[Data section — start]

PR #890, opened 2019-06-15
Add range validation for q and d values in v4 training data.

Tilps:
One contributor managed to upload corrupt q and d values - unclear why, but lets ensure it doesn't happen in future.

### DIFF
--- a/src/mcts/node.cc
+++ b/src/mcts/node.cc
@@ -1,4 +1,4 @@
-﻿/*
+/*
   This file is part of Leela Chess Zero.
   Copyright (C) 2018 The LCZero Authors
 
--- a/src/mcts/node.cc
+++ b/src/mcts/node.cc
@@ -1,4 +1,4 @@
-/*
+﻿/*
   This file is part of Leela Chess Zero.
   Copyright (C) 2018 The LCZero Authors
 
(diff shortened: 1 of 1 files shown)


src/mcts/node.cc
```diff
@@ -376,11 +376,23 @@ V4TrainingData Node::GetV4TrainingData(GameResult game_result,
 
   // Aggregate evaluation Q.
   result.root_q = -GetQ();
+  if (result.root_q < -1 || result.root_q > 1) {
```
mooskagh: Maybe add a helper function `Check` or `ExceptionUnless` into `utils/exception.h`?

And then call `ExceptionUnless(-1 <= result.root_q  && result.root_q <= 1, "Corrupt root q");` or even `Check(-1 <= result.root_q  &&| result.root_q <= 1) << "Corrupt root q " << result.root_q;` ?

Then it won't look like it's golang. :) And if it's macro like we have for CERR in logging.h, we can also log filename and line.

Naphthalin:
Is this the same cause why we had corrupted training data ~1-2 months ago? Also, is this relevant for the new training data format for MLH and FRC?

Tilps:
I added much more extensive validation than this to rescorer - games corrupted in this way are now safely deleted once they arrive at the training machine.  So possibly no need to have this.

PR #892, opened 2019-06-16
fix calculation of max size needed to hold tensors

ankan-ban:
1. kNumFilters can be smaller than kNumInputPlanes. We need to take max of them for computing sizes of intermediate buffers.
2. for wdl, we need 3x the memory for holding value head output.


src/neural/cuda/network_cudnn.cc
```diff
@@ -437,7 +438,8 @@ class CudnnNetwork : public Network {
     // 3. Allocate GPU memory for running the network:
     //    - three buffers of max size are enough (one to hold input, second to
     //      hold output and third to hold skip connection's input).
-    size_t maxSize = resi_last_->GetOutputSize(max_batch_size_);
+    size_t maxSize = max_batch_size_ * std::max(kNumInputPlanes, kNumFilters) *
```
Tilps: Is there also an implicit assumption here that policy channels is less than kNumInputPlanes and/or  that the value fully connected output is smaller 64 times that?
If so might be good to document it.

ankan-ban: I think it's better to avoid assumptions (and run into more such issues in future). Updated the change to take max of all layers.

oscardssmith:
Why does wdl change the policy head?

ankan-ban:
It doesn't. I meant the value head. Updated description.

PR #893, opened 2019-06-20
fix appveyor meson version to 0.50.1

borg323:
Upgrading to 0.51.0 breaks the appveyor build - something changed in the msvc flags used, and the way the protobuf library is built is no longer compatible. This will do for now, until this is analyses better.


borg323:
#904 is the real fix

PR #905, opened 2019-07-12
Add syzygy tablebases for use with selfplay

MelleKoning:
Add syzygy tablebases to use these for selfplay games.

The goal is to save time in training and game matches: for example when contributing to leela-training and matches I've seen games prolong between KRvsKR for 200+ moves, just wasting CPU/GPU cycles.
So the goal here is to use tablebases when those exists for clients; it should just use the tablebases available on your system even if that's only 4 or 5 pieces instead of 6 or 7 piece TB.

Seems to work when starting lco as follows:
lc0 selfplay --visits=800 --syzygy-paths=c:\path_to\tablebases

After this is merged, we probably also need to enable the go-client to pass on the syzygy-path from commandline to lc0 so that local installed client tablebases are indeed being used.

### DIFF
--- a/meson.build
+++ b/meson.build
@@ -132,6 +132,7 @@ files += [
   'src/mcts/stoppers/factory.cc',
   'src/mcts/stoppers/legacy.cc',
   'src/mcts/stoppers/smooth.cc',
+  'src/mcts/stoppers/alphazero.cc',
   'src/mcts/stoppers/stoppers.cc',
   'src/mcts/stoppers/timemgr.cc',
   'src/neural/cache.cc',
--- a/src/mcts/stoppers/alphazero.cc
+++ b/src/mcts/stoppers/alphazero.cc
@@ -63,31 +63,25 @@ class AlphazeroTimeManager : public TimeManager {
 std::unique_ptr<SearchStopper> AlphazeroTimeManager::GetStopper(
     const GoParams& params, const Position& position) {
   const bool is_black = position.IsBlackToMove();
-  std::optional<int64_t> time = (is_black ? params.btime : params.wtime);
+  const std::optional<int64_t>& time = (is_black ? params.btime : params.wtime);
   // If no time limit is given, don't stop on this condition.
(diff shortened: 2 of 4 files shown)


AlexisOlson:
What kind of risk to training would there be if some had a corrupted (or intentionally sabotaged) tablebase?

MelleKoning:
That is probably caught in rescoring when games are processed on the server, like with regular tablebase rescoring.

src/selfplay/game.cc
```diff
@@ -89,14 +89,14 @@ void SelfPlayGame::Play(int white_threads, int black_threads, bool training,
...
+
     {
       std::lock_guard<std::mutex> lock(mutex_);
       if (abort_) break;
       search_ = std::make_unique<Search>(
           *tree_[idx], options_[idx].network, options_[idx].best_move_callback,
           options_[idx].info_callback, options_[idx].search_limits,
-          *options_[idx].uci_options, options_[idx].cache, nullptr);
-      // TODO: add Syzygy option for selfplay.
+          *options_[idx].uci_options, options_[idx].cache, syzygy_tb);
```
mooskagh, line 99: Maybe make it a `shared_ptr` in `options_` like other fields, to allow e.g. having tablebase vs no-tablebase training?

MelleKoning: I don't really see why we would want different tablebase setttings for player1 and player2 during training for one client?

In this PR, using TB is already optional. 
That is, some clients who have 4-5 piece TB installed can use it, most clients won't have it installed initially and all those games come together at the server for aggregation into a net.

In other words: what would one client training with and without help? Or is this just for generation of nets on a local system?

MelleKoning: @mooskagh rebase to master was quite difficult due to the number of changes and the time it takes to get these kind of suggestions in. Is there any way I can speed up or make merging easier?

MelleKoning:
Re-open with earlier version to restore branch ⛸️

PR #1613, opened 2021-08-02
Add ability to limit in-flight throughout search tree based on scaling limit.

Tilps:
Doesn't appear to work reliably yet.  I think I've probably missed some corner cases.

The NPS impact of the random parameters I made the default isn't as bad I was expecting... when it doesn't just completely break.

This also should be disabled by default in selfplay for training purposes.


Tilps:
The current default parameters here are 90% nps on a 1k node bench - and +45 elo(+/-20) - with some random small network I happen to have around.
Currently running a tune to see if I can find something clearly good at at least short TC.

The 'hack' clearing shared collisions after the sleep in UpdateCounters is not great. I think I have a better alternative (more proactive clearing to let second thread make progress), but so far it seems that the condition the hack is aiming to fix is kind of rare, so 'optimizing' probably isn't a huge win.

PR #1626, opened 2021-08-21
Increment time added to Alphazero TM.

zz4032:


src/mcts/stoppers/alphazero.cc
```diff
@@ -36,33 +36,40 @@ class AlphazeroTimeManager : public TimeManager {
...
   const bool is_black = position.IsBlackToMove();
   const std::optional<int64_t>& time = (is_black ? params.btime : params.wtime);
+  const std::optional<int64_t>& time_inc = (is_black ? params.binc : params.winc);
   // If no time limit is given, don't stop on this condition.
   if (params.infinite || params.ponder || !time) return nullptr;
 
   auto total_moves_time = *time - move_overhead_;
 
-  float this_move_time = total_moves_time * (alphazerotimepct_ / 100.0f);
+  float this_move_time = (total_moves_time - *time_inc) * (alphazerotimepct_ / 100.0f)
```
borg323, line 67: I'm not sure what is the best way to handle this. Subtracting `time_inc` may result in negative `this_move_time`. My initial thinking was that just using `total_moves_time` like in the first iteration is OK, and it is safe as we guard against exceeding the time limit.

zz4032: I noticed that `wtime` is always main+increment time added (at least in Cutechess). So `this_move_time` should never become negative.

borg323: At least make it `std::max(0, total_moves_time - *time_inc)`. I'm not sure all uci hosts do it this way.

zz4032:
Time usage graph of PR1626 and master. Higher percentage for increment time leads to less unused time at the end of the game.
time

src/mcts/stoppers/alphazero.cc
```diff
@@ -70,6 +70,12 @@ std::unique_ptr<SearchStopper> AlphazeroTimeManager::GetStopper(
       (alphazerotimepct_ / 100.0f) + *increment *
       (alphazeroincrementpct_ / 100.0f);
 
+  // If increment time is added only after a move has been made,
```
zz4032, line 73: I realized that `*increment * (alphazeroincrementpct_ / 100.0f)` can still get higher than available time.
Now the calculation looks safe. If increment is added before the move is made (e.g. in Cutechess), the code works without precautions as in bbfa544. If increment is added after, 1) `*increment` or 2) `*increment * (alphazeroincrementpct_ / 100.0f)` can be higher than available time and this is now covered with (1c21588) and this commit.

zz4032:
I realized that `*increment * (alphazeroincrementpct_ / 100.0f)` can still get higher than available time.
Now the calculation looks safe. If increment is added before the move is made (e.g. in Cutechess), the code works without precautions as in bbfa544. If increment is added after, 1) `*increment` or 2) `*increment * (alphazeroincrementpct_ / 100.0f)` can be higher than available time and this is now covered with (1c21588) and this commit.

src/mcts/stoppers/alphazero.cc
```diff
@@ -36,33 +36,49 @@ class AlphazeroTimeManager : public TimeManager {
   AlphazeroTimeManager(int64_t move_overhead, const OptionsDict& params)
       : move_overhead_(move_overhead),
         alphazerotimepct_(
-            params.GetOrDefault<float>("alphazero-time-pct", 12.0f)) {
+            params.GetOrDefault<float>("alphazero-time-pct", 12.0f)),
+        alphazeroincrementpct_(
+            params.GetOrDefault<float>("alphazero-increment-pct", 95.0f)) {
     if (alphazerotimepct_ < 0.0f || alphazerotimepct_ > 100.0f)
       throw Exception("alphazero-time-pct value to be in range [0.0, 100.0]");
+    if (alphazeroincrementpct_ < 0.0f || alphazeroincrementpct_ > 100.0f)
```
mooskagh, line 44: There should be `{` `}` around the body of the if statement if it doesn't fit one line. (also in the line above)

src/mcts/stoppers/alphazero.cc
```diff
@@ -36,33 +36,49 @@ class AlphazeroTimeManager : public TimeManager {
...
   const float alphazerotimepct_;
+  const float alphazeroincrementpct_;
 };
 
 std::unique_ptr<SearchStopper> AlphazeroTimeManager::GetStopper(
     const GoParams& params, const NodeTree& tree) {
   const Position& position = tree.HeadPosition();
   const bool is_black = position.IsBlackToMove();
   const std::optional<int64_t>& time = (is_black ? params.btime : params.wtime);
+  const std::optional<int64_t>& inc = (is_black ? params.binc : params.winc);
```
mooskagh, line 62: No need it to be a reference, temporary object will be created anyway for std::optional (also in the line above)

src/mcts/stoppers/alphazero.cc
```diff
@@ -36,33 +36,49 @@ class AlphazeroTimeManager : public TimeManager {
...
+  const int increment = inc ? std::max(int64_t(0), *inc) : 0;
```
mooskagh, line 63: Possibly`std::max(0LL, inc.value_or(0))` is nicer.

src/mcts/stoppers/alphazero.cc
```diff
@@ -36,33 +36,49 @@ class AlphazeroTimeManager : public TimeManager {
...
 
-  float this_move_time = total_moves_time * (alphazerotimepct_ / 100.0f);
+  float this_move_time = std::max<int64_t>(0, total_moves_time - increment) *
+      (alphazerotimepct_ / 100.0f) + increment *
+      (alphazeroincrementpct_ / 100.0f);
 
-  LOGFILE << "Budgeted time for the move: " << this_move_time << "ms"
-          << "Remaining time " << *time << "ms(-" << move_overhead_
-          << "ms overhead)";
+  // If increment time is added only after a move has been made,
```
mooskagh, line 73: Can it really happen? It's `total_move_time - increment` above.

zz4032: Only in the first move.
In official FIDE rules it says: `increment: 6.1. An amount of time (from 2 to 60 seconds) added from the start before each move for the player.` Also in blitz games of world class players you can see 03:02 on the clock before the start of the game with 3+2 time control.
But here some say it should be added after a move: https://old.chesstempo.com/chess-forum/general_chess_discussion/question_about_fisher_clock-t2042.0.html Maybe it's the old FIDE rules.

mooskagh: Indeed, I didn't think about the first move.
I think in human (and WCCC) championships it's indeed added before the first move, but in computer ones it's after.

It can also happen in werd TCs like "1 hour for first 40 moves, than 15 seconds increment per move".

src/mcts/stoppers/alphazero.cc
zz4032: `inc.value_or(0)` is not sufficient?

mooskagh: Probably it is sufficient. I'm not sure whether there is such a thing as negative increment.
Negative base time exists though, and smoth TM happily crashes on it.

mooskagh (approved):

PR #1633, opened 2021-08-27
Alphazero TM increment adaptation.

seniorincognito:


seniorincognito:
Explanation of why this was made and what it does:
Currently the A0 percentage use to calculate the budged time to make a move is fixed. This results in what I see as a big problem when the initial time and the increment proportions are different from what it was tuned for.

To show an example that make its obvious, lets say you have 2 time controls, 60' +5'' (tuned time control) and 30' + 30'' (not tuned), if we use the same percentage for both, the second time control is going to have half the budged time than first due to A0 percentage only takes in account bank time but not projected time, even tho both time control are going to converge (in this case in about 72 moves).

Under the hypothesis that because those time control converge you would want to 30' 30'' to spend about the same time than 60' 60'' which is the tuned time control, I do this calculation: alphazerotimepct_ * (tuned_initial_time_ / initial_time_sec_) * (expected_game_time_ / expected_tuned_game_time_) which gives a new percentage that would result in about A0% being doubled because in this way is not only taken in account the initial time, but also the projected time (i do in 75 moves that is more or less the TCEC Superfinal move average at the time i did this.

I gave the option to decay the % to the initial one, which is untested whether its desirable or not, and the way it decays could be better also.

In addition, but not very consequential, it adds a percentage of the increment to assigned as budget time:
  // Using part of the increment based on the difference between initial total time and current total time.
  alphazeroincrementpct_ = (1 - std::min<float>(1, std::max<float>(0,(total_moves_time - *increment))/initial_time_)) * 100.0f;

Less time left more increment used. On my testing this required some moveoverhead (20-50ms) to avoid flagging because the budgeted time would approach very closely to the total time left.

Lastly I wanna add that for sure there is better ways to do this, but I believe this is a good improvement over the default and provides an idea to improve on.

Naphthalin:
Reopening this for testing and comparing.

PR #1638, opened 2021-09-06
More correctly clear some fields when doing a v5 upgrade.

Tilps:


borg323 (approved):
Probably won't apply after #1637 is merged.

Tilps:
one extra line in between is magic ;)

PR #1639, opened 2021-09-10
high/low node split and low node sharing through the cache

borg323:
The objective is to expand the low node to include information that will allow better handling of transpositions.
The first stage of this with most of the required refactoring is in #1447.

**What is new in this PR**
- Introduces `struct LowNode` and the reference counted `SharedLowNodePtr`.
- The `LowNode` is shared between cache and nodes. On a hit the cache just returns a `SharedLowNodePtr`.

[Data section — finish]

> Problem: From the entries above, write out only the lines starting at the line that holds "one extra line in between is magic ;)" and ending at the line that holds "The objective is", keeping both and matching them exactly.

> Expected answer:
one extra line in between is magic ;)

PR #1639, opened 2021-09-10
high/low node split and low node sharing through the cache

borg323:
The objective is to expand the low node to include information that will allow better handling of transpositions.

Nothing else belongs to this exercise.